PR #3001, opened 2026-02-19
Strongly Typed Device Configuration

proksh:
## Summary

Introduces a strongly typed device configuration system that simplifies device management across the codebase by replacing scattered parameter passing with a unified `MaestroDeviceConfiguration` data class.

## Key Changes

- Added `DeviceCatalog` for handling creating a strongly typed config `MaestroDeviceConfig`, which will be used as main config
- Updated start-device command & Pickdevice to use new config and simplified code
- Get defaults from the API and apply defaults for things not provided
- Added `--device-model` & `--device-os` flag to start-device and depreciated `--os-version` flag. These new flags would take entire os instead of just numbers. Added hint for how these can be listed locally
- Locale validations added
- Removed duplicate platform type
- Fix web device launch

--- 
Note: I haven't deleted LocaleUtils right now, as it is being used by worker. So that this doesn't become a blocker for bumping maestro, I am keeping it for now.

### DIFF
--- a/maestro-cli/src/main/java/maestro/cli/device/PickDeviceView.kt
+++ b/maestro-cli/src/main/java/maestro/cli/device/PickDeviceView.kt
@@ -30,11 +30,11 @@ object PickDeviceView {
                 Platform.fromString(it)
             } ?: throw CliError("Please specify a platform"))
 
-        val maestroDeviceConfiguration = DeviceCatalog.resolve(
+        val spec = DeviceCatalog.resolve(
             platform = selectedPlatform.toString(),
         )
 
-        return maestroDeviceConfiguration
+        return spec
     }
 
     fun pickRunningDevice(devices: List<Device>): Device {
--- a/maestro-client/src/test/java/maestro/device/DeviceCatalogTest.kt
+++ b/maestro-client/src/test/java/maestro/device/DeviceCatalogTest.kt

- **Task prompt**
Go through the lines above and copy any that contain "java".

- **Response area**
--- a/maestro-cli/src/main/java/maestro/cli/device/PickDeviceView.kt
+++ b/maestro-cli/src/main/java/maestro/cli/device/PickDeviceView.kt
--- a/maestro-client/src/test/java/maestro/device/DeviceCatalogTest.kt
+++ b/maestro-client/src/test/java/maestro/device/DeviceCatalogTest.kt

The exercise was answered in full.